@Generated public class StatementExecutionAPI extends Object
**Getting started**
We suggest beginning with the [Databricks SQL Statement Execution API tutorial].
**Overview of statement execution and result fetching**
Statement execution begins by issuing a :method:statementexecution/executeStatement request with a valid SQL statement and warehouse ID, along with optional parameters such as the data catalog and output format. If no other parameters are specified, the server will wait for up to 10s before returning a response. If the statement has completed within this timespan, the response will include the result data as a JSON array and metadata.
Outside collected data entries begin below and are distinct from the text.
PR #6012, opened 2026-01-14
Remove workarounds for ancient Clang versions

StephanTLavavej:
MSVC's STL requires the version of Clang that's shipped in VS (currently Clang 20). However, a couple of projects in our Real World Code test suite (RWC) were defining our escape hatch macro (which we provide as a last resort and haven't documented) to get away with using egregiously ancient Clang versions. This is a headache for development, since we don't otherwise test those configurations, and we continually need to take advantage of newer compiler features and fixes, which is why we have the version requirement in the first place.

One of those RWC projects was recently disabled (Taichi, by MSVC-PR-695358, merged 2025-12-17) until we can begin running it against our supported Clang version. I'm aware of one or two more (e.g. Root) that embed a "Cling" interpreter, based on a typically older version of Clang. If necessary, these projects out there in the actual real world can use our older supported versions while they migrate to modern versions of Clang. However, we should stop attempting to preserve workarounds for these increasingly outdated versions of Clang, in our current development sources.

While we don't support or test MSVC's STL with Intel's Clang-based compiler, our unofficial policy is that we avoid egregiously breaking it when avoiding that is easy. I checked, and [Intel's release notes][] say:

> Intel® oneAPI DPC++/C++ Compiler version 2025.0 supports the C/C++ standards through the Clang 19 front end. 

Therefore, removing these workarounds for Clang 18 and older won't affect Intel 2025.0. (I have absolutely no interest in avoiding breaking older versions of Intel's compiler with the latest versions of MSVC's STL. If users are pinned to Intel 2024.0, they can also pin to MSVC Build Tools 14.50.)

[Intel's release notes]: https://www.intel.com/content/www/us/en/developer/articles/release-notes/oneapi-dpcpp/2025.html

* Remove workarounds for Clang 15 and older.
  + Clang 16 was released 2023-03-17. We began requiring it in the MSVC Build Tools 14.37 (VS 2022 17.7).
  + For `__is_scoped_enum`, don't attempt to detect EDG-imitating-Clang, which we historically haven't special-cased or tested.
* Remove workarounds for Clang 18 and older.
  + Clang 19 was released 2024-09-17. We began requiring it in the MSVC Build Tools 14.44 (VS 2022 17.14).
  + Fuse away `_USE_BUILTIN_IS_TRIVIALLY_EQUALITY_COMPARABLE`, we don't use escape hatches elsewhere.
  + For `is_layout_compatible`, the condition previously said "if we're not Clang at all (i.e. we're MSVC or EDG-imitating-MSVC), or we're EDG-imitating-Clang, or we're Clang 19+". This is always true now (regardless of the fact that we don't special-case EDG-imitating-Clang).
  + For `is_pointer_interconvertible_base_of`, don't special-case EDG-imitating-Clang when working around llvm/llvm-project#135273. Again, we don't special-case or test this configuration, and in this case the workaround isn't especially harmful anyways.

### DIFF
--- a/stl/inc/type_traits
+++ b/stl/inc/type_traits
@@ -2013,15 +2013,13 @@ _NO_SPECIALIZATIONS_OF_TYPE_TRAITS constexpr bool is_nothrow_invocable_r_v =
 #endif // _HAS_CXX17
 
 #if _HAS_CXX20
-#if !defined(__clang__) || defined(__EDG__) \
-    || __clang_major__ >= 19 // TRANSITION, VSO-2397560 (RWC relying on ancient Clang)
 _EXPORT_STD template <class _Ty1, class _Ty2>
 struct _NO_SPECIALIZATIONS_OF_TYPE_TRAITS is_layout_compatible : bool_constant<__is_layout_compatible(_Ty1, _Ty2)> {};
 
 _EXPORT_STD template <class _Ty1, class _Ty2>
 _NO_SPECIALIZATIONS_OF_TYPE_TRAITS constexpr bool is_layout_compatible_v = __is_layout_compatible(_Ty1, _Ty2);
 
-#if !defined(__clang__) || defined(__EDG__) // TRANSITION, LLVM-135273
+#ifndef __clang__ // TRANSITION, LLVM-135273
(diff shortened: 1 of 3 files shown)


StephanTLavavej:

PR #568, opened 2021-10-04
Separate the adopters logo wall from the carousel

juozasg:
Signed-off-by: Juozas <juozasgaigalas@gmail.com>

### DIFF
--- a/assets/scss/_adopters.scss
+++ b/assets/scss/_adopters.scss
@@ -18,37 +18,50 @@
    }
 }
 
-$gradient-width: 90px;
-$foreground-color: rgba($flux-white, 0.85);
+
+#adopters-wall {
+  @include media-breakpoint-down(md) {
+    display: none;
+  }
+
+  .adopters-label {
+    margin-top: 3rem;
+    margin-bottom: 1rem;
+
+    text-align: center;
+    font-size: 2rem;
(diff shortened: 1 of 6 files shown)


squaremo:
Yes, I like this -- we can have our logo wall _and_ our user testimonials :-D

dholbach:
yes, this looks good to me and makes things a little simpler!

what do you think about moving the "who is using flux" section further up?

hiddeco:
The logos seem to take up a lot of space on a MDPI screen (1280x800px, but screenshot is higher).

image

kingdonb:
I think that "wow look how many logos" is more or less the impression we're going for, this LGTM

I think the carousel works fine further down the page on its own, and the wall of logos is a lot more impactful as a stand-alone thing. Great work!

hiddeco:
> I think that "wow look how many logos" is more or less the impression we're going for

I do not agree, as there is more valuable information below the logo fold, and at some point the number of logos starts to look like a desperate upsell instead of an acknowledgement of trust.

hiddeco:
Or downscale them based on viewport (category)? I would keep the max height of the box of logos at 1/2 of the viewport at all times basically (no matter the number of rows). This also ensures the user knows the page continues.

PR #591, opened 2021-10-21
Fix FAQ example

kbreit:
The FAQ has an example about updating base Kubernetes manifests. I updated the example to add a top level `spec`.


kingdonb:
Thank you very much, 🥇 1st-time contributor gets a medal!

I think my review is sufficient but I cannot merge this, also I don't have an EKS cluster to test this on and verify it works from end to end. We uncovered this issue in a slack thread, here is a reference back to that thread:

https://cloud-native.slack.com/archives/CLAJ40HV3/p1634833189030200

PR #618, opened 2021-11-05
sops: Use minimal, decrypt-only policy for AWS

valorl:
The example IAM policy for AWS KMS integration is too wide for kustomize-controller which only really needs describe and decrypt. 

I've tested this by changing the policy in our dev environment, deleting a secret and seeing it be successfully applied the next reconcile.


stefanprodan (approved):
Thanks @valorl

PR #625, opened 2021-11-11
Add Audit blog post on fluxcd.io

scottrigby:
See https://www.cncf.io/blog/2021/11/11/flux-security-audit-has-concluded/
Should publish this immediately now, so all cncf blog post links work


stefanprodan (approved):
🚀

hiddeco:
```
6:03:03 PM: Error: Error building site: "/opt/build/repo/content/en/blog/2021-10-29-november-update.md:245:1": failed to render shortcode "tweet": failed to process shortcode: template: _internal/shortcodes/tweet.html:6:82: executing "_internal/shortcodes/tweet.html" at <index .Params 0>: error calling index: value has type int; should be string
```

squaremo (approved):
All looks present and correct :+1:

squaremo:
> error calling index: value has type int; should be string

There does seem to be an unrelated change in there; I thought it was harmless. Maybe not.

hiddeco (approved):

PR #627, opened 2021-11-16
Explain how to activate ImageAutomationPolicy

bigfleet:
As a Flux 1 user, we did not have these abstractions, and no comments were needed. 

This is better! 

I was aware of neither kyaml nor any other approach to comment templating on Kubernetes,  

This paragraph would have helped me, and I think it can help others.


yebyen:
This is a good change, IMHO - except that `ImageAutomationPolicy` is a new string that doesn't precisely refer to one thing, rather mixes a few concrete ideas. Either `ImageUpdateAutomation` or `ImagePolicy` are concrete things that are in the API, perhaps just saying "Image Automation Policy" without the quotes/pre-formatting would be an improvement?

bigfleet:
I will review verbiage to prevent confusion!

PR #637, opened 2021-11-19
Explain how to leverage image policy markers.

bigfleet:
As a Flux 1 user, we did not have these abstractions, and no comments were needed.

This is better!

I was aware of neither kyaml nor any other approach to comment templating on Kubernetes,

This paragraph would have helped me, and I think it can help others.

Signed-off-by: Jim Van Fleet <jim@jimvanfleet.com>


bigfleet:
Re-file of #627

stefanprodan (approved):
LGTM 

Thanks @bigfleet

Issue #598, opened 2021-10-26
Add security doc


dholbach:
#594 and #595 are relevant. We could also add information from https://fluxcd.io/docs/guides/repository-structure/ and around authentication.

dholbach:
#596 maybe too.

dholbach:
Refer to https://fluxcd.io/security as well please.

dholbach:
I am closing this issue now as all the individual tasks listed here have been resolved.

For new tasks, please use the `area/security` label: https://github.com/fluxcd/website/labels/area%2Fsecurity

Issue #595, opened 2021-10-25
Documenting the use of sensitive data by Flux in the cluster 


dholbach:
> Currently Flux provides no central documentation on the security of Flux. This is an issue as a user might expose more data than anticipated and currently has to read the implementation to identify these concepts. 

> Document the security context of Flux in a central location. Topics that are useful to document on such a page include: 
> 1. The sensitive data that Flux uses. 
> 2. The attack surface of Flux. 
> 3. What are the consequences of a compromise of Flux/component of Flux 4. Who should be allowed to administer Flux within an Organisation 
> 5. Security hardening of Flux, i.e. Flux can be used in many ways and what are the best practices from a security perspective and what are some of the pitfalls that can happen 

> Open source projects that have examples of this: 
> ● Docker: https://docs.docker.com/engine/security/ 
> ● Envoy: https://www.envoyproxy.io/docs/envoy/latest/intro/arch_overview/security/security
>    ○ In particular the threat model

scottrigby:
WIP for outlining how Flux correctly handles sensitive data during bootstrap, such as keys, and what the best practices are.

## Bootstrapping

- flux addresses 2 security:
- source (git repo, helm, buckets etc)
    - we have to talk about the security here, and what bootstrap does. 
    - asks for token for Github and GitLab etc
    - by default, we don't use token in cluster. it never leaves your machine
    - we use that to generate a deploy key, and we use that within the cluster
    - we're getting this question on slack a lot
    - but what if you do want flux to use a PAT? to give flux access to all repos in your org?
        - solution is you great a user for flux, and bootstrap using flux bot user token
        - then you can do this using the special flag in bootstrap `--token` and only if you do that, will flux use this in cluster
        - we must explain this in best practices
            - don't use your user PAT with --token
            - instead, use a Github machine user

scottrigby:
Issue closed by #641 and #711.

Will open a follow-up issue to address possible enhancements as mentioned in https://github.com/fluxcd/website/issues/595#issuecomment-976151045.

dholbach:
What from https://github.com/fluxcd/website/issues/595#issuecomment-976151045 is still missing?

scottrigby:
> What from [#595 (comment)](https://github.com/fluxcd/website/issues/595#issuecomment-976151045) is still missing?

Not necessarily missing. Elaborated here: https://github.com/fluxcd/website/issues/721#issuecomment-1021399424

PR #641, opened 2021-11-23
Initial PR for Flux security documentation landing page

### LINKED ISSUE #594: Documenting the permission system of Flux
> Flux and the GitOps toolkit leverages RBAC to control permissions. Flux creates a complex RBAC set up (and the set up based on the new impersonation will be even more complex) and this role/permission set up is not well-documented. In order to get an understanding of the RBAC set up it is currently required to inspect the implementation of RBAC yaml files themselves. We consider this to be a significant issue since the RBAC roles and Flux will be deployed within a cluster running potentially sensitive operations. 
 
> Provide a conceptual description of the permission system of Flux, preferably with schematic to make it easy for a reader to quickly understand what the roles, resources and permissions are in the Flux system. Highlight in particular: 
> - What RBAC roles are used 
> - What resources are used by the roles and the permissions on these resources
> - Whether Flux asks for more than necessary to ease implementation.
> - If the RBAC system is modifiable to create a more secure model. 
> - The effect that the RBAC implementation of Flux has on the entire state of the cluster.

### LINKED ISSUE #603: Explain RBAC roles situation
From Ada Logics

> The current controllers .yaml set up only offer cluster-wide roles (ClusterRole and ClusterRoleBinding). This is despite the controllers having the option of limiting monitoring to single namespaces through the use of the RUNTIME_NAMESPACE environment variable. In general, it seems that the roles in Flux are often default Kubebuilder roles and Kubebuilder overapproximates the permissions for the controllers. This is a known issue in Kubebuilder (see issue [here](https://github.com/kubernetes-sigs/kubebuilder/issues/1366)), in that Kubebuilder is opinionated and provides conservative permissions. However, this goes against the principle of least privilege.

> We want to emphasize here that we assume this is well-known by the Flux maintainers based on the description in the impersonation pull request (https://github.com/fluxcd/flux2/blob/1c5a25313561771d585c4192d7f330b45753cd99/docs/proposals/secure-impersonation.md#controller-serviceaccounts):
*“The controller ServiceAccounts are far overprivileged for Flux API operation”*

> Recommendation
> We recommend that Flux offers a solution where the controllers satisfy the principle of least privilege by providing a set of roles to be namespaces and only asks for verbs that each controller needs.

scottrigby:
- part of #598
    - note status this page is spelled out in an info alert, linking to this issue so users can follow progress to completion 
- fixes #594
- fixes #603
- added outline in progress to #595
    - the goal is to get out an initial version of this landing page, then add the additional sections in fast-follow PRs
- See markdown comments for editors


static/_redirects
```diff
@@ -9,3 +9,4 @@
 /legacy/helm-operator/guides/upgrade-to-ga    /legacy/helm-operator/how-to/upgrade-to-ga    301!
 /legacy/helm-operator/guides/upgrade-to-beta  /legacy/helm-operator/how-to/upgrade-to-beta  301!
 /docs/roadmap                                 /roadmap                                      301!
+/security                                     /docs/security                                301!
```
dholbach, line 12: I'm not sure I understand this.

My thinking was that we 
1. keep importing the security doc regarding processes into `/security`
2. add a new doc under `/docs/security` which explains Flux's security architecture and how to make Flux more security - which #598 is about

Both pages should link to each other.

content/en/docs/security/_index.md
```diff
@@ -0,0 +1,60 @@
...
+Please follow [this GitHub issue](https://github.com/fluxcd/website/issues/598) to stay updated on goals and progress as we complete this page.
+{{% /alert %}}
+
+## Introduction
+
+Flux has a multi-component design, and integrates with many other systems.
+
+This document outlines an overview of security considerations for Flux components, project processes, artifacts, as well as Flux configurable options and what they enable for both Kubernetes cluster and external system security.
+
+See our [security processes document](/security-processes) for vulnerability reporting, handling, and disclosure of information for the Flux project and community.
```
dholbach, line 20: Can we leave this at `/security`?

content/en/docs/security/_index.md
```diff
@@ -0,0 +1,60 @@
...
+Instead you specify a different service account in your manifest, and the Flux controllers will use the Kubernetes Impersonation API under `cluster-admin` to impersonate that service account.
+In this way, policy restrictions for this service account are applied to the manifests being reconciled.
+If the binding is not defined for the correct service account and namespace, it will fail.
+The roles and permissions for this multi-tenancy approach are described in detail here: https://github.com/fluxcd/flux2-multi-tenancy
+
+## External audit
+
+- In 2021 there was a security assessment and fuzzer development of the FluxCD repositories made by Ada Logics and funded by the OSTIF.
+- For a summary, please see [this blog post](https://fluxcd.io/blog/2021-11-10-flux-security-audit/)
+- For all details, please read the [audit full technical report](https://fluxcd.io/FluxFinalReport-v1.1.pdf)
```
dholbach, line 60: I wonder if this section shouldn't be under `/security` as well?

dholbach:
Thanks for looking into this - I like the text you've put together so far! I wonder how everyone else feels about this, but for me it'd make sense to have

- `/security` imported just like we do and have it explain 1) our project security processes, 2) CVEs that were discovered, 3) how to get in touch with the security team, 4) audits which were conducted and the like - so all in all organisational / project-wide / logistic bits 
- `/docs/security` as a landing page for everything security-related users of Flux need to know to make good decisions about how to integrate Flux securely into their setups and to understand which assumptions the Flux authors made

Does that make sense? If you agree, we could just keep the text you added and have it under `/docs/security` which would simplify the PR.

static/_redirects
scottrigby: Sure this sounds good, will revert a few commits

content/en/docs/security/_index.md
```diff
@@ -0,0 +1,60 @@
...
+
+## Introduction
+
+Flux has a multi-component design, and integrates with many other systems.
+
+This document outlines an overview of security considerations for Flux components, project processes, artifacts, as well as Flux configurable options and what they enable for both Kubernetes cluster and external system security.
+
+See our [security processes document](/security-processes) for vulnerability reporting, handling, and disclosure of information for the Flux project and community.
+
+Note that while Flux is very active it is a vendor-neutral CNCF project maintained by volunteers, not by a single company. As such,  security issue handling is done on a best-effort basis.
```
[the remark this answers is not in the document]
scottrigby: good thinking

content/en/docs/security/_index.md
scottrigby: This is a good idea too 👍

scottrigby: I agree with the rest but I think this is important for end users who are assessing how secure Flux is. I think the other page is for security researchers to know how the actual process works for reporting, handling, and disclosures etc

content/en/docs/security/_index.md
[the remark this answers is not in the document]
scottrigby: Moved to https://github.com/fluxcd/.github/pull/11

content/en/docs/security/_index.md
dholbach: My thinking would be to have a very visible `note` at the top which recommends having at look at `/security` for  up-to-date info on CVEs/audits and other security project initiatives.

And then have `/docs/security` be a page which is  just documentation about Flux security.

That way we avoid having to update information in multiple places.

dholbach: WDYT?

config.toml
```diff
@@ -206,6 +206,12 @@ parent = "Project"
 url = "/roadmap"
 weight = 50
 
+[[menus.main]]
```
dholbach, line 209: This shouldn't be required - we already list the other Security doc under "Project".

external-sources/fluxcd/.github
```diff
@@ -1,2 +1,2 @@
-"/SECURITY.md","/security.md"
+"/SECURITY.md","/docs/security-processes.md"
```
dholbach, line 1: This can be dropped too.

content/en/docs/security/_index.md
scottrigby: Sure that works

config.toml
scottrigby: It wasn't there before, but believe this was just an oversight. Fixed the link 👍

scottrigby:
Hm, fixing DCO

scottrigby:
Alright, changes made. Once checks have run we should be good to go 👍

dholbach:
Looks great - can you squash?

content/en/docs/security/_index.md
```diff
@@ -0,0 +1,52 @@
+---
+title: "Security Documentation"
+linkTitle: "Security"
+description: "Flux Security documentation."
+---
+
+<!-- For doc writers: Step-by-step security instructions should live on the appropriate documentation pages. To fulfil our primise to end users, we should briefly outline the context here, and link to the more detailed instruction pages from each relevant part of this outline. -->
```
dholbach, line 7:
```suggestion
<!-- For doc writers: Step-by-step security instructions should live on the appropriate documentation pages. To fulfil our promise to end users, we should briefly outline the context here, and link to the more detailed instruction pages from each relevant part of this outline. -->
```

dholbach (approved):

content/en/docs/security/_index.md
scottrigby: Thx!

content/en/docs/security/_index.md
```diff
@@ -0,0 +1,52 @@
...
+
+Flux has a multi-component design, and integrates with many other systems.
+
+This document outlines an overview of security considerations for Flux components, project processes, artifacts, as well as Flux configurable options and what they enable for both Kubernetes cluster and external system security.
+
+See our [security processes document](/security) for vulnerability reporting, handling, and disclosure of information for the Flux project and community.
+
+## Controller permissions
+
+While Flux integrates with other systems it is built on Kubernetes core controller-runtime and properly adheres to Kubernetes security model including RBAC.
```
squaremo, line 24: Except for when it doesn't (cross-namespace references). That needs to be mentioned here.

content/en/docs/security/_index.md
```diff
@@ -0,0 +1,52 @@
...
+    - Can get, list, watch, create, patch, and delete configmaps and their status
+    - Can get, list, watch, create, patch, and delete coordination.k8s.io leases
+2. A `crd-controller` `ClusterRoleBinding`:
+    - References `crd-controller` `ClusterRole` above
+    - Bound to a service accounts for every Flux controller
+3. A `cluster-reconciler` `ClusterRoleBinding`:
+    - References `cluster-admin` `ClusterRole`
+    - Bound to service accounts for only `kustomize-controller` and `helm-controller`
+
+Flux uses these two `ClusterRoleBinding` strategies in order to follow the principle of least privilege, and to allow for clear access separation using tools purpose built for policy enforcement (OPA, Kyverno, admission controllers).
```
squaremo, line 44: The permissions needed by the controllers, and the permissions granted by the implementation as described above, are different. For example, the controllers don't _all_ need full access to _all_ of the API -- so it doesn't adhere to the principle of least privilege, for the sake of convenience.

dholbach:
@scottrigby ^ Do you think you could do a follow-up PR to this?

content/en/docs/security/_index.md
```diff
@@ -0,0 +1,52 @@
...
+
+For example, the design allows all controllers to access Flux CRDs (binds to `crd-controller` `ClusterRole`), but only binds the Flux reconciler controllers for Kustomize and Helm to `cluster-admin` `ClusterRole`, as these are the only two controllers that manage resources in the cluster.
+
+However in a soft multi-tenancy setup, Flux does not reconcile a tenant's repo under the `cluster-admin` role.
+Instead you specify a different service account in your manifest, and the Flux controllers will use the Kubernetes Impersonation API under `cluster-admin` to impersonate that service account.
```
squaremo, line 49: There is more detail to be given here: impersonation is only used for some client operations, and not for others. See the comment https://github.com/fluxcd/flux2/pull/2179/files#r763919841 for those things that are done with impersonation (basically, everything except for accessing sources).

squaremo:
Apologies for the late "review" -- I found my way here after attempting to document the same things in https://github.com/fluxcd/flux2/pull/2179. I shall consider following up on my comments with a PR ...

content/en/docs/security/_index.md
scottrigby: @squaremo Thanks, removing for now. 

However, do we have a list of these minimal permissions anywhere so that users who want to follow this principle will know the minimum privilege they require – even if that's not the default on bootstrap? I could see this being a potentially valuable option for some users. WDYT?

content/en/docs/security/_index.md
scottrigby: @squaremo I did not add the specific list here, since it seems to be Kustomize Controller specific, and your comment says you will put in a PR for that. If so, we will probably want to make a corresponding list of operations for Helm Controller too.

If you think we should spell out the exact operations here, let me know. Thinking that level of detail may be better in documentation in the the docs section for each controller, and we could link to them from here. WDYT?

PR #648, opened 2021-11-28
Search input text should be vertically centered

juozasg:
Replace this:
image

with:
image


dholbach (approved):
Nice one, thanks @juozasg !

PR #679, opened 2021-12-09
Add permissions info for GitHub installation

SamLR:
Add some details on the permissions needed to bootstrap pre-existing repositiories.

This is instead of the change suggested here https://github.com/fluxcd/flux2/pull/2197


stefanprodan (approved):
LGTM

Thanks @SamLR

SamLR:
> LGTM
> 
> Thanks @SamLR

Thanks @stefanprodan  : )

PR #195, opened 2018-05-23
Create test setup

syoung-smallwisdom:
I added a target framework to the BridgeSDK framework that can bypass authentication and allow objects to be created without being authenticated.

I basically got it working enough so that I can replace the SBBActivityManager with my own version that uses in-memory schedules that can be updated dynamically to mimic the server.

More PR's to come for the other projects. (I'm still debugging the UI.)


BridgeSDKTests/MockURLSession.m
```diff
@@ -84,14 +84,14 @@ - (void)resume
 {
     [_session.delegateQueue addOperationWithBlock:^{
         MockHTTPURLResponse *response;
-        __unused NSData *data = [_session dataAndResponse:&response forRequest:_request];
-        _mockResponse = response;
+        __unused NSData *data = [self->_session dataAndResponse:&response forRequest:self->_request];
```
Erin-Mounts: Was this set of changes to fix warnings or a crash? Wouldn't capturing self and dereferencing in the block, instead of capturing the individual _session, _request, or _mockResponse as they existed at the time of the call, lead to unexpected behavior if the values happen to get changed between when the block was added to the delegate queue and when it got executed? Not that that would ever happen in typical use, just making sure there's a method behind this "madness"...

syoung-smallwisdom: Fix a warning. When you are using them in blocks, should use self to explicitly retain rather than implicitly retain (because you are referencing an ivar).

Otherwise, if no result is available after the 10s timeout expired, the response will provide the statement ID that can be used to poll for results by using a :method:statementexecution/getStatement request.
You can specify whether the call should behave synchronously, asynchronously or start synchronously with a fallback to asynchronous execution. This is controlled with the `wait_timeout` and `on_wait_timeout` settings. If `wait_timeout` is set between 5-50 seconds (default: 10s), the call waits for results up to the specified timeout; when set to `0s`, the call is asynchronous and responds immediately with a statement ID. The `on_wait_timeout` setting specifies what should happen when the timeout is reached while the statement execution has not yet finished. This can be set to either `CONTINUE`, to fallback to asynchronous mode, or it can be set to `CANCEL`, which cancels the statement.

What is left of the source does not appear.